**Directions:** Everything from the line containing "PR #826, opened 2021-03-11" through the line containing "The cluster-version operator" should be repeated exactly, and nothing else from the data.

**Data provided:**
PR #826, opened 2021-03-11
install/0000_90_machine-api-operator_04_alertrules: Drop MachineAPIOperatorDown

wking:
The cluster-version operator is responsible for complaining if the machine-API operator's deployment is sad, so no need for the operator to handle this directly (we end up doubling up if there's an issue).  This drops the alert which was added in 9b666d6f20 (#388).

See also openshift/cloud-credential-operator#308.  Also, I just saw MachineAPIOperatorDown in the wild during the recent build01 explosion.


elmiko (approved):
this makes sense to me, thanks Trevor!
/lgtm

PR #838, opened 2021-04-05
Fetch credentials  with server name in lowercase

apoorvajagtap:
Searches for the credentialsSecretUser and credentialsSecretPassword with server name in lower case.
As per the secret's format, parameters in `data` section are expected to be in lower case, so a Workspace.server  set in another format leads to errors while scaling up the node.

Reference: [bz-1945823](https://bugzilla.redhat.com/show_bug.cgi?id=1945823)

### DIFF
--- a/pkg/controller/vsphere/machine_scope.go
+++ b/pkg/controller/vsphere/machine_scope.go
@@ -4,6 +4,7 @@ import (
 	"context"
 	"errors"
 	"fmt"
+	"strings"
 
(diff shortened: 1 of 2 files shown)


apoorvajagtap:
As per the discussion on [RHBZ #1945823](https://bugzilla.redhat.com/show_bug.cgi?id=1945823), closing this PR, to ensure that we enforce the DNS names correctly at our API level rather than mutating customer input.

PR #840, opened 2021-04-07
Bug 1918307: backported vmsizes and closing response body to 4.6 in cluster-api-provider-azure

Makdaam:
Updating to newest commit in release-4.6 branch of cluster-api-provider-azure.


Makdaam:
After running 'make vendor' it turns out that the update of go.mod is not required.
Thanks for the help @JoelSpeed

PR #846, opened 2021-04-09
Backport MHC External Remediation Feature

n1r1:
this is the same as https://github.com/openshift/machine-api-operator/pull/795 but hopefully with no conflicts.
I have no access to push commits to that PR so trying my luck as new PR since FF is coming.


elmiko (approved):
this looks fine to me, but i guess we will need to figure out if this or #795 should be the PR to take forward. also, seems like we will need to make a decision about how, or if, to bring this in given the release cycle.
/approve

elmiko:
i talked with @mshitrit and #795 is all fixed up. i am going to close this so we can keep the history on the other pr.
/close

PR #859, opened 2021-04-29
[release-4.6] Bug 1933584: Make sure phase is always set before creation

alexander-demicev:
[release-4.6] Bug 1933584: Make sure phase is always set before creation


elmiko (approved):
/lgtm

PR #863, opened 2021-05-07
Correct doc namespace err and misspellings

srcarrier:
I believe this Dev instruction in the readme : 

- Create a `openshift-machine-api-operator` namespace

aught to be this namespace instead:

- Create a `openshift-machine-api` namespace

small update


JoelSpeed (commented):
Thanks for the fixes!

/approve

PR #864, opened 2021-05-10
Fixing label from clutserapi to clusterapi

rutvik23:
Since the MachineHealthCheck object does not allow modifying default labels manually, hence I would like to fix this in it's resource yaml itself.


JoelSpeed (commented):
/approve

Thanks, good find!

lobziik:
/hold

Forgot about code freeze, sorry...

...

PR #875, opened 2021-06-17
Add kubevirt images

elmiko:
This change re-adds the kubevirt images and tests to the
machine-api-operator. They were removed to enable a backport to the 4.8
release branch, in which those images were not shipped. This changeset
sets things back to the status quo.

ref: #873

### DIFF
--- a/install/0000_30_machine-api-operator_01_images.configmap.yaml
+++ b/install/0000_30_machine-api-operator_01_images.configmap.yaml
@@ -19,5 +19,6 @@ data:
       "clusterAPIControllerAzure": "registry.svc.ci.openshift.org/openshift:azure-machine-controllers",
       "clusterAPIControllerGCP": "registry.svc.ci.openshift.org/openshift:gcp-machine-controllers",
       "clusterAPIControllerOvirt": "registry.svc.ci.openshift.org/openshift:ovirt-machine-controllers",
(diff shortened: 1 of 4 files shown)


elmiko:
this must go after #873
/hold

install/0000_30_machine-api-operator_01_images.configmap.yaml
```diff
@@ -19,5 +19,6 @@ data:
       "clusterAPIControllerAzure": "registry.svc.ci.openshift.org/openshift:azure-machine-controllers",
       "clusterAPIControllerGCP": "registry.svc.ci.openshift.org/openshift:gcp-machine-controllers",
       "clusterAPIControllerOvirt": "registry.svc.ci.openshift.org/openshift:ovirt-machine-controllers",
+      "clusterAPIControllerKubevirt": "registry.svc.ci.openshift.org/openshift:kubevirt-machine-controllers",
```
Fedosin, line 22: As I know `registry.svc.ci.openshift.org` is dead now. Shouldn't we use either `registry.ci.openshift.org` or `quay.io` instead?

**Result of this exercise:**
PR #826, opened 2021-03-11
install/0000_90_machine-api-operator_04_alertrules: Drop MachineAPIOperatorDown

wking:
The cluster-version operator is responsible for complaining if the machine-API operator's deployment is sad, so no need for the operator to handle this directly (we end up doubling up if there's an issue).  This drops the alert which was added in 9b666d6f20 (#388).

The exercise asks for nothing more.